** Provided data follows **
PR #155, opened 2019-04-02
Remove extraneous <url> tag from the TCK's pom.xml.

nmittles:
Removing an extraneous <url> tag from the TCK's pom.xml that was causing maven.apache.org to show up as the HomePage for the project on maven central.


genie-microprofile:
** End of Provided data **
** Provided data follows **
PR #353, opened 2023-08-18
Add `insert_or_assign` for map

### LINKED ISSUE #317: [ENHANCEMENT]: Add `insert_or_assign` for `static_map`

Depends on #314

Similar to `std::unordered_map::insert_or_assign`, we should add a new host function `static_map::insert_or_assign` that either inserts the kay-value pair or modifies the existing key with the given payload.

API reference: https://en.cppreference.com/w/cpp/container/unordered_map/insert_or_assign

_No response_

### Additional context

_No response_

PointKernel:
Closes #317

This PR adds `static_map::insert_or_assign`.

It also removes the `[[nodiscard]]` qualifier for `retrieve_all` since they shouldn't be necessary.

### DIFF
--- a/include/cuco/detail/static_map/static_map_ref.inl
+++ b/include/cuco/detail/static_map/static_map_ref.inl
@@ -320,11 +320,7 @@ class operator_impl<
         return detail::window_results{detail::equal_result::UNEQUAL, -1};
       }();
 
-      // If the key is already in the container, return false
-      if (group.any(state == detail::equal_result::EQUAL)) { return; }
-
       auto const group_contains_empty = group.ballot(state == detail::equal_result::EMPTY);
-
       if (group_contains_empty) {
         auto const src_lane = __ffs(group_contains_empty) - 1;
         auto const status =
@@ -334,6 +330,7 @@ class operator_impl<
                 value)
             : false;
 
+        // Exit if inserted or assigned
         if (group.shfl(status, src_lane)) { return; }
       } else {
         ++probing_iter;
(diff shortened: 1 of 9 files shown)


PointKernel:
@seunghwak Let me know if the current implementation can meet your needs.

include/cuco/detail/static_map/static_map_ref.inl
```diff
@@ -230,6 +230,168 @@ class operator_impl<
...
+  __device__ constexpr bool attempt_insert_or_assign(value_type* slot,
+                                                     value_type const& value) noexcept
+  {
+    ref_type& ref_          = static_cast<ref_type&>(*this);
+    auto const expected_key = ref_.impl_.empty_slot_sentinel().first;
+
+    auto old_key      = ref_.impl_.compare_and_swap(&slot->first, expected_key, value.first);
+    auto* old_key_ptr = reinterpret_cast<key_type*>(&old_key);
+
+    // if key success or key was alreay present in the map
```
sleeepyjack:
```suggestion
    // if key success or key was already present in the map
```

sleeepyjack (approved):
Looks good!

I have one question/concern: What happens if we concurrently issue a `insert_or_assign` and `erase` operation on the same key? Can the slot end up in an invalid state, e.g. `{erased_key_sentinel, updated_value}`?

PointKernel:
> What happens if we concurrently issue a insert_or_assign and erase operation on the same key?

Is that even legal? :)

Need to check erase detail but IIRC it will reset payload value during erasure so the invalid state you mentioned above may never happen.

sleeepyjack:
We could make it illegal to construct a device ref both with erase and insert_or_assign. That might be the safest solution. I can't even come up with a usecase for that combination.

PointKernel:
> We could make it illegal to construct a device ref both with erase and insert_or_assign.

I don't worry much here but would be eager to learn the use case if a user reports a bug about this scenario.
** End of Provided data **
** Provided data follows **
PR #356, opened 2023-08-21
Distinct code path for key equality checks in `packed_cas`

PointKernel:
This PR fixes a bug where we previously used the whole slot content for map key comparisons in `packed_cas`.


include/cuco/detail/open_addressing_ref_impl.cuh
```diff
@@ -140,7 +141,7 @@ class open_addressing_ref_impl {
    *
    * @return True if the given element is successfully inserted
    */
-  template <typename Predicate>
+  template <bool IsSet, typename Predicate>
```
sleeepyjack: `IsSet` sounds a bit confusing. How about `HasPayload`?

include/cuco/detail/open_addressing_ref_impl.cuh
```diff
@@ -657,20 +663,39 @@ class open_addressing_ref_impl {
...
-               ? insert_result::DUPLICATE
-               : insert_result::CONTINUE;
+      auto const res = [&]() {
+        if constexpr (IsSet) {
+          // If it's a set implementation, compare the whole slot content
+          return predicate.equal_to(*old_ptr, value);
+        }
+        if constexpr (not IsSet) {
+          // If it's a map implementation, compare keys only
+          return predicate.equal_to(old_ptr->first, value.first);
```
** End of Provided data **
*Your instructions*
Return every line of the material in which the word "class" is found.

*Result*
@@ -320,11 +320,7 @@ class operator_impl<
@@ -334,6 +330,7 @@ class operator_impl<
@@ -230,6 +230,168 @@ class operator_impl<
@@ -140,7 +141,7 @@ class open_addressing_ref_impl {
@@ -657,20 +663,39 @@ class open_addressing_ref_impl {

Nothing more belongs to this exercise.